REQUIRED WORK: Your answer is the lines below, exactly, from the one that contains "Let me know if this should" through the one that contains "- I feel like", both included.

RECORDS FOR THIS EXERCISE:

Issue #4593, opened 2024-11-22
[SECURITY] 4 Broken Access Control Vulnerabilities


m10x:
A few minutes ago I've emailed you the details to one high risk broken access control vulnerability and will now write you the details to three more (but low to lower medium risk) broken access control vulnerabilities.

m10x:
I've sent an email for each of the 4 vulns :)

hay-kot:
Thanks for the report! I've reviewed the info and passed it along to the other maintainers, we'll follow up once we've fixed that issue.

m10x:
Hi, any update? :)

michael-genson:
Hey there! These are still being worked on, thank you for following up!

Madj42:
I have to say, I'm a little more than concerned that these vulnerabilities haven't been fixed yet.  Is there any plan to have this in a release soon?

michael-genson:
These are actively being worked on. All four reported vulnerabilities require authenticated access, and there are no known vulnerabilities exploitable by unauthenticated users.

While we intend to resolve the reported issues, [please see our security documentation](https://docs.mealie.io/documentation/getting-started/installation/security/) which addresses best practices which cover the reported issues.

m10x:
I just tested the 3 fixes and can confirm that 3 of the 4 reported vulnerabilities are fixed :)

PR #4928, opened 2025-01-22
fix: prevent users from updating their own household privileges

Kuchenpirat:

Fixes 2 security vulnerabilites reported in #4593 
Those have both to do with an existing user escalating their household priviledges (canManage, advanced etc...)

adresses 2/4 vulnerabilities reported in #4593 

Not the most experienced in our backend, so there is probably a more elegant solution to this but this should address the problem 🤷‍♂️

## Testing

Added tests that cover the reported vulnerabilites.


michael-genson:
Looks good! I refactored a little and also removed the check from the delete endpoint because I don't think it does anything (you have to be an admin to reach that endpoint anyway).

Also, I don't think "advanced" is a permission, pretty sure users are supposed to be able to toggle that themselves, so I removed it. Let me know if I'm mistaken on that

tests/integration_tests/user_tests/test_user_crud.py
```diff
@@ -106,7 +106,7 @@ def test_admin_updates(api_client: TestClient, admin_user: TestUser, unique_user
     assert response.status_code == 403
 
     # admin updating their own permissions
-    permissions = ["canInvite", "canManage", "canManageHousehold", "canOrganize", "advanced", "admin"]
+    permissions = ["canInvite", "canManage", "canManageHousehold", "canOrganize", "admin"]
```
michael-genson, line 109: Oops, thanks!

Kuchenpirat:
thanks for the helping hand. Removed another advanced that was hidden in one of the tests

michael-genson (approved):

PR #4946, opened 2025-01-26
feat: Add recipe count to header of recipe card section

jannon:

This just adds the recipe count to the header of the recipe card section.  It provides a useful piece of information right at the top of the section so users can see how many total recipes or how many match the filters/search.

So it goes from 'Recipes' to 'Recipes (n)' where n is the number of recipes in the result.

This is a small change looking to enhance the usability/convenience of the UI.  It's a common UI paradigm to display the number of items in a collection somewhere near the top.

I just starting using mealie and found myself wanting this.  I thought this was a nice simple change to start to familiarize myself with the project.  I don't think it warranted any test or doc changes, but let me know if there's anything else I should do.

## Testing

Visual testing with the development UI:
- Upon start, displays 'Recipes (0)'
- After adding a recipe, displays 'Recipes (1)'
- After adding another, displays 'Recipes (2)'
- After searching for something specific to one of the recipes, displays 'Recipes (1)'


frontend/components/Domain/Recipe/RecipeCardSection.vue
```diff
@@ -5,7 +5,7 @@
         <v-icon v-if="title" large left>
           {{ displayTitleIcon }}
         </v-icon>
-        <v-toolbar-title class="headline"> {{ title }} </v-toolbar-title>
+        <v-toolbar-title class="headline"> {{ title }} ({{ recipes.length }})</v-toolbar-title>
```
michael-genson, line 8: Won't this only show the currently fetched recipes (i.e. _after_ pagination)? We return the true "total" with the pagination API, should we use that value instead?

michael-genson:
I like the idea, see my comment though, I'm not sure this will work as-is. Also, would you be able to include a screenshot of what it looks like?

frontend/components/Domain/Recipe/RecipeCardSection.vue
michael-genson: This is what the API returns: https://github.com/mealie-recipes/mealie/blob/93c2df41c3ea44288d21618cd81c656e9a8e1ffd/mealie/schema/response/pagination.py#L53-L60

jannon: Ah, I see. I hadn't encountered any pagination yet in my usage.  I'll have a look and take another pass

michael-genson: IIRC the frontend pulls two pages at once (with a page size of 32 that's 64 recipes) so you might want to add 100 recipes or so to your dev instance

michael-genson:

PR #4961, opened 2025-01-27
feat: Ingredients parser UX - Slightly improve controls

CloCkWeRX:

Rearranges the save/parse/etc controls on ingredient editing so that:
- Save/cancel is always on screen for long lists
- Parse all is shifted to its own "form"

After:
image

image

image

Part of https://github.com/mealie-recipes/mealie/discussions/4954

If there's a preferred style or background for floating action buttons/navs; happy to implement. Current approach overlays content in a weird way.

## Testing

Regression tested locally with chrome dev tools (desktop,, mobile).


frontend/pages/g/_groupSlug/r/_slug/ingredient-parser.vue
```diff
@@ -21,15 +21,16 @@
...
+          <BaseButton color="info" class="mb-4" :disabled="parserLoading" @click="fetchParsed">
+            <template #icon> {{ $globals.icons.foods }}</template>
+            {{ $tc("recipe.parser.parse-all") }}
+          </BaseButton>
         </div>
       </BaseCardSectionTitle>
 
-      <div class="d-flex mt-n3 mb-4 justify-end" style="gap: 5px">
+      <div class="d-flex mt-n3 mb-4 justify-end" style="position: sticky; top: 65px; z-index: 2;">
         <BaseButton cancel class="mr-auto" @click="$router.go(-1)"></BaseButton>
```
CloCkWeRX:
```suggestion
        <BaseButton cancel @click="$router.go(-1)"></BaseButton>
```

haileyrs:
Would you consider leaving the Save and Cancel buttons at the top and including a copy of those buttons at the end of the ingredients list? In my experience using the parser, I scroll to the end of the list every time to make sure that every ingredient is correct, and I think it's likely that a lot of people do the same. In that situation, floating the buttons isn't really necessary, and doing it this way would alleviate the issue of having a strange overlay.

michael-genson:
Hey there, it looks like this PR is no longer needed with the new ingredient parser. If you're running into the same issues with the new parser feel free to create a new PR or re-open this one with the changes for the new parser.

PR #4962, opened 2025-01-27
fix: Address Ingredients Parser UX overflow issues on mobile

CloCkWeRX:
### Before

Desktop was ok

image

But mobile cropped error messages if there was more than one or they were long
image

After:
image

image

https://github.com/mealie-recipes/mealie/discussions/4954

This has a slight tradeoff in that the existing call to action ("Create") now relies on the user understanding what the + icon means, unless they hover over and read the title attribute.

The use of `flex-wrap` also looks a bit stupid, but the alternative was a list group; which looked bad on desktop.

If the CSS framework has a btn-group-vertical on small screens class; I couldnt find it.

## Testing

Tested locally, w/Chrome dev tools for mobile UX.


CloCkWeRX:
Let me know if this should have a general "errors" or "Add missing" prefix when errors.any?

frontend/pages/g/_groupSlug/r/_slug/ingredient-parser.vue
```diff
@@ -97,7 +99,12 @@
     </v-container>
   </v-container>
 </template>
-
+<style lang="css">
+.v-card__actions {
+  flex-wrap: wrap;
+  overflow: truncate;
+}
+</style>
```
Kuchenpirat: Styles should be the last item below <script>

Kuchenpirat (changes requested):
I like the concept of this quite a bit but there are still a few things that need improving. 

- I feel like it should be visually possible to determin if the parser wants to create a new food or unit (either swaping the plus icon in the button for the food | icon button or appending an icon that matches the type)
- We need to add vertical margin so the cards are no longer right against each other. 
- The cards are not all aligned to the right side if they stack which looks quite ugly (screenshot)

--- 

image

frontend/pages/g/_groupSlug/r/_slug/ingredient-parser.vue
CloCkWeRX: Moved, though I could swear vscode rearranged things on me at some point - perhaps a different branch.

Kuchenpirat: It should automatically move it to the bottom 🧐
Thats at least what it has done when i opened your PR.

Kuchenpirat:
Not stale, just dependent on the nuxt 3 pr

michael-genson:

Same with your other PR for the ingredient parser: https://github.com/mealie-recipes/mealie/pull/4961

We're considering re-doing the parsing flow which may eliminate this page entirely, but I'm not sure how far out that is, so I think it's still worth getting these changes in if you have the time.

michael-genson:
Hey there, it looks like this PR is no longer needed with the new ingredient parser. If you're running into the same issues with the new parser feel free to create a new PR or re-open this one with the changes for the new parser.

PR #4980, opened 2025-01-29
fix: Fixed LastMade recipes sorting order

### LINKED ISSUE #4937: [BUG] - Sorting by "Last Made" Places "Never Made" Recipes Incorrectly
### First Check

When sorting recipes by the "Last Made" date, recipes that have never been made are currently positioned at the end of the list. This behaviour is counterintuitive because the concept of "Last Made" is intended to highlight recipes based on how recently they were made. Recipes that have "never been made" are the ones I would most likely want to revisit first, as they are essentially the ones that haven't been given a chance yet.

Currently, the sorting order looks like this:

Recipe made in 2022
Recipe made in 2023
Recipe never made
Instead, the expected behaviour should position "never made" recipes before the earliest made recipe, treating them as if they were made the longest time ago. The expected sorting order would look like this:

Recipe never made
Recipe made in 2022
Recipe made in 2023
This approach makes sense because the purpose of sorting by "Last Made" is to allow users to quickly find recipes they haven’t tried yet, as well as revisit older ones. By placing "never made" recipes at the start of the list, users can more easily identify recipes they might wish to try.

### Steps to Reproduce

Add recipes to Mealie with "Last Made" dates, including some with no "Last Made" date at all.
Sort the recipes by "Last Made."
Observe that recipes with no "Last Made" date are placed at the end of the list.

-

### Mealie Version

Nightly

### Deployment

Docker (Synology)

Expected Behaviour:
Recipes with no "Last Made" date should appear before the earliest made recipe when sorting by "Last Made," as they represent the recipes that have never been made and are likely to be of higher interest in this context.

PancakeZik:

Fixes postgres incorrectly sorting null as the most recent.

-->

Fixes #4937

The original problem was only reproduced in postgres - in sqlite it was fine.

## Testing

Ran checks


michael-genson (changes requested):
I don't think we want to bake this into the repository on the backend. [The backend already supports specifying null ordering](https://docs.mealie.io/documentation/getting-started/api-usage/#order-by). Can we make this change to the frontend query instead?

From the API docs:
image

PancakeZik:
With my limited knowledge I couldnt find a way to make it work on the front end, but I will experiment with what you showed in the screenshot.

michael-genson:
You can probably add some logic here that handles null sorting:

https://github.com/mealie-recipes/mealie/blob/4229061377ddee3dded2198cd71c50664635b7c0/frontend/components/Domain/Recipe/RecipeCardSection.vue#L238-L248

You can calculate the order by null, something like:

```js
const orderDir = props.query?.orderDirection || preferences.value.orderDirection;
const orderByNull = orderDir === "asc" ? "first" : "last"
```

Then pass `orderDir` and `orderByNull` to `fetchMore`. You will also have to modify `fetchMore` to accept null ordering ([see the API docs](https://docs.mealie.io/documentation/getting-started/api-usage/#order-by))

PancakeZik:
See what you think now?

frontend/components/Domain/Recipe/RecipeCardSection.vue
```diff
@@ -236,12 +236,18 @@ export default defineComponent({
...
         page.value,
         perPage * pageCount,
         props.query?.orderBy || preferences.value.orderBy,
-        props.query?.orderDirection || preferences.value.orderDirection,
-        props.query,
+        orderDir,
+        {
+          ...props.query,
+          // Pass the null-position to the backend
+          orderByNullPosition: orderByNull,
```
michael-genson: Would we be able to clean this up so that the pagination params are together? Something like:

```
page.value,
perPage * pageCount,
props.query?.orderBy || preferences.value.orderBy,
orderDir,
orderByNullPosition,
props.query,
```

Instead of mixing them. You'll have to change the signature of `fetchMore` but it isn't used anywhere else in the app currently so that should be fine

frontend/components/Domain/Recipe/RecipeCardSection.vue
```diff
@@ -236,12 +236,18 @@ export default defineComponent({
     });
 
     async function fetchRecipes(pageCount = 1) {
+      const orderDir = props.query?.orderDirection || preferences.value.orderDirection;
+      const orderByNull = orderDir === "asc" ? "first" : "last";
```
michael-genson:
```suggestion
      const orderByNullPosition = orderDir === "asc" ? "first" : "last";
```

michael-genson (changes requested):
Looks good! Just a couple small code cleanliness things

frontend/components/Domain/Recipe/RecipeCardSection.vue
PancakeZik: sorry, I'm quite new, would you mind doing that?

michael-genson: Sure thing! No worries

michael-genson (dismissed):
Looks great now, thanks for this! I think since I pushed the last bit someone else will have to approve it, but putting my approval here anyway for visibility

Kuchenpirat (approved):

PR #4985, opened 2025-01-29
fix: Remove API Tokens from User APIs

### LINKED ISSUE #4981: [Security] Email to follow
### First Check

Emailed

### Steps to Reproduce

Emailed

Emailed

### Mealie Version

Build: `d2ced50fcceceb35e742765d99fd76378284f228`
Image: `mealie-recipes/mealie@sha256:0a9839f19e74d5c4a818161a5850b16d9608b240381691c317d3c23cd62e0c0f`

### Deployment

Other (please specify below)

Kubernetes (k3s)

michael-genson:

_(REQUIRED)_

Removes tokens from all APIs other than the create API (since you need the token exactly once, upon creation).

_(REQUIRED)_

Fixes https://github.com/mealie-recipes/mealie/issues/4981

The API still returns a list of all user tokens to the admin due to how our models are set up. We should _probably_ stop doing this, but now that the actual token string isn't being returned it's not a security risk (and it's restricted to admins). Removing the tokens from this API will take some more effort/investigation since that endpoint is used in several places in the app.

## Testing

Tested the frontend locally (to make sure you can still copy the token, etc.) and added backend tests to assert that the token is private.


hay-kot (approved):

disconn3ct:
FWIW I would not have reported if it was only names :+1: so this works for me. Thanks!

PR #7320, opened 2026-03-25
feat: floating save button when editing recipe

DeepReef11:

When editing a recipe and scrolling down past the toolbar, a floating save button appears at the bottom-right corner of the screen. It disappears when the toolbar scrolls back into view.

This solves the UX issue of having to scroll all the way back up to save after editing ingredients or instructions further down the page.

- Uses `IntersectionObserver` on the recipe header toolbar component
- When the toolbar exits the viewport, a fixed-position save button (green, with save icon) appears at bottom-right
- Clicking it triggers the same `saveRecipe()` function as the toolbar save button
- Only visible in edit mode, hidden in view/cook mode and print
- Tooltip shows "Save" on hover

**Files changed:**
- `frontend/components/Domain/Recipe/RecipePage/RecipePage.vue` — Added floating button, IntersectionObserver logic, CSS

No specific issue — general UX improvement for recipe editing.

## Testing

- Tested in production
- Edit a recipe → scroll down → floating save button appears
- Click floating button → recipe saves, exits edit mode
- Scroll back up → button disappears
- Verified not visible in view mode or cook mode

## AI / LLM Assistance

This PR was developed with assistance from Claude Code (Claude Opus 4.6). Claude implemented the IntersectionObserver logic and floating button styling. All code was reviewed and tested by the PR author.


michael-genson:
Please update your PR description to use the GitHub PR template.

DeepReef11:
I have updated PR description

p0lycarpio:
It looks good! One small suggestion ; could you use the [v-fab](https://vuetifyjs.com/en/components/floating-action-buttons/) component instead of a button and a custom class?

DeepReef11:
Done — switched to `v-fab` component with `location="bottom end"`, `app`, and `appear` props. Removes the custom `.floating-save-btn` CSS class entirely. Tested and working in prod.

p0lycarpio:
LGTM

DeepReef11:
Been using for a while without issue. The only thing I found irritating is that it hides behind the keyboard on mobile . I have to check if there would be a solution for that so that it would stay in screen when keyboard is on. I will try investigate soon (or do another pr later if its taking too long)

p0lycarpio:
Not stale

DeepReef11:
I did not check for preventing btn to hide behind keyboard and did not plan investigating. Otherwise, current floating save btn works

p0lycarpio:
That seems sufficient as it is. Can you resolve the conflicts, and then we'll submit it to the maintainers?

DeepReef11:
CI fixed

michael-genson (commented):
Generally looks good, is there a reason for only having the "save" icon and not the text? (like the button).

In regards to the overlap with the keyboard, maybe having it in the top right would work better? I'm fine with it as-is though, we can always address the overlap issue later

DeepReef11:
I use Mealie in French. The icon only is much smaller than "Sauvegarder" or "Enregistrer". But perhaps I should add text as well for uniformity?

michael-genson:
Ah fair enough, let's go ahead and get this in as-is, if it bugs me (or someone else) enough we can always change it. Thanks for your work on this!

michael-genson (approved):

PR #7322, opened 2026-03-26
feat: Added sitewide statistics

Choromanski:

Adds sitewide statistics to /admin/site-settings

image

N/A

N/A

## Testing

Built and tested counts

## AI / LLM Assistance

None


Choromanski:
Let me know if this is the correct page to add this to, if it is preferred that this is on a different page I will change it.

PrettyPlot:
Do you think it could also include "unparsed" ?

Presumably, then, you can click on the box and be taken to a filtered view that lets you edit the ones missing tags/categories?

Choromanski:
@PrettyPlot what do you mean by unparsed?

I'm assuming you're looking for unparsed ingredients?

PrettyPlot:
> @PrettyPlot what do you mean by unparsed?
> 
> I'm assuming you're looking for unparsed ingredients?

Sorry, I mean it could be a useful way to see which recipes still need to have their ingredients parsed.  Helpful to find rogue recipes that slipped through the net, as it were!

Choromanski:
Yeah idk how what the maintainers goals are for the project. Seems like this could very quickly turn into a whole administration dashboard. Which I suppose isn't the goal of the project. 

I have seen some AI projects that try to make these dashboards for mealie.

Perhaps those would be a better option for you?

michael-genson (approved):
LGTM, thank you!

PR #7331, opened 2026-03-27
feat: Migrate PWA manifest to backend

### LINKED ISSUE #4563: [BUG] - Setting theme primary colour doesn't change theme-color meta
### First Check

I've recently customised the `THEME_DARK_ACCENT` and `THEME_LIGHT_PRIMARY` on my Mealie instance. After figuring out the caching issues, I've noticed that the `theme-color` meta tag isn't affected by this, leading to what I'd consider a UI bug:

ima_83684e1

On iOS for instance, the orange banner appears as you start scrolling, which is rather jarring difference from the selected primary colour used in the banner.

### Steps to Reproduce

- Customise your mealie colours
- Observe

n/a

### Mealie Version

v2.2.0

### Deployment

Other (please specify below)

On NixOS

Choromanski:

The PWA manifest was previously created at build and didn;t take any of the environment variables.

This lead to issues with the border color when using a custom theme:

Ex:
image

Inspecting the manifest file you can see it was using orange:
image

With the fix it now uses the environment variables:

image

Fixes #4563 

## Testing

Built and uploaded screenshots

## AI / LLM Assistance

Used to confirm PWA configuration


michael-genson:
Amazing. Does this work even after installing the PWA? In our older PWA with Nuxt 2 the manifest was statically installed on devices, so changes wouldn't work without a reinstall.

Choromanski:
@michael-genson Is this the scenario you're considering:

1. Mealie running (default env variables)
2. Install PWA
3. Stop Mealie, update env variables and re-start mealie
4. Open PWA, does color change?

michael-genson:
Yup!

michael-genson:
Seems like it will work with how our current PWA works with updates, but I know this was a limitation previously.

Choromanski:
It should It should. If you go to chrome://web-app-internals/ there is a "manifest_update_time" value (set to "1601-01-01" at install)

[This article](https://web.dev/articles/manifest-updates) says that it updates every day or so

michael-genson:
Yup seems right. Even if it's not it's still better than what we had before

mealie/routes/spa/__init__.py
```diff
@@ -234,6 +234,125 @@ async def serve_shared_recipe_with_meta(group_slug: str, token_id: str, session:
...
+def serve_manifest(resp: Response):
+    settings = get_app_settings()
+    sub_path = os.environ.get("SUB_PATH", "/") or "/"
+
+    manifest = {
+        "name": "Mealie",
+        "short_name": "Mealie",
+        "id": sub_path,
+        "start_url": sub_path,
+        "scope": sub_path,
```
michael-genson: Was there a reason to update these? The old manifest hardcoded these to `/`.

mealie/routes/spa/__init__.py
```diff
@@ -234,6 +234,125 @@ async def serve_shared_recipe_with_meta(group_slug: str, token_id: str, session:
         return response_404()
 
 
+def serve_manifest(resp: Response):
```
michael-genson: You can remove this arg

michael-genson (changes requested):
One question and one small thing. Also, can we move this into its own submodule? Something like `manifest.py`. This whole module could probably use a refactor but because we use global vars it won't be trivial, I can take that up later.

mealie/routes/spa/__init__.py
Choromanski: Removed

mealie/routes/spa/__init__.py
Choromanski: Just updated these:
- [id](https://developer.mozilla.org/en-US/docs/Web/Progressive_web_apps/Manifest/Reference/id): BASE_URL(has to be unique across all installed PWAs so this is probably best)
- [start_url](https://developer.mozilla.org/en-US/docs/Web/Progressive_web_apps/Manifest/Reference/start_url): relative path (defaults to '/' if no relative path in BASE_URL, needed if anyone has mealie installed at say www.example.com/mealie)
- [scope](https://developer.mozilla.org/en-US/docs/Web/Progressive_web_apps/Manifest/Reference/scope): same as start_url

Choromanski:
Added a bit of logic to see if light_primary or dark_primary is different from the default and if so set that as the theme_color (if both it takes light)

Also set the background color to #1E1E1E so that the white page on first load isn't as agressive.

Choromanski:
Yeah it looks like having the ID set to '/' was a bad ides:

https://developer.chrome.com/docs/capabilities/pwa-manifest-id

anyways I'm done and thus PR has been tested again and is ready.

Choromanski:
@michael-genson Is this still waiting on comments, I've resolved the one request and added a comment to the other one trying to explain it.

michael-genson:
No you're fine, apologies just haven't had time to build/test since you updated. Will try to get to this soon!

Choromanski:
You're all good, I know this one is kind of annoying to test since you have to wait for the PWA to update.

On android I know you can go to chrome://webapks to do a force update of the manifest file.

michael-genson (dismissed):
LGTM. I made two changes:
- I reverted the id to "/". While technically incorrect, changing this will break existing installs, forcing users to re-install the PWA manually. We can revisit this in the future but right now it's working fine as-is.
- I removed the custom theme color for light/dark, since it wouldn't work right if users only customized one but not the other. Instead we only use the light mode one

SOLUTION FOR THIS TASK:
Let me know if this should have a general "errors" or "Add missing" prefix when errors.any?

frontend/pages/g/_groupSlug/r/_slug/ingredient-parser.vue
```diff
@@ -97,7 +99,12 @@
     </v-container>
   </v-container>
 </template>
-
+<style lang="css">
+.v-card__actions {
+  flex-wrap: wrap;
+  overflow: truncate;
+}
+</style>
```
Kuchenpirat: Styles should be the last item below <script>

Kuchenpirat (changes requested):
I like the concept of this quite a bit but there are still a few things that need improving. 

- I feel like it should be visually possible to determin if the parser wants to create a new food or unit (either swaping the plus icon in the button for the food | icon button or appending an icon that matches the type)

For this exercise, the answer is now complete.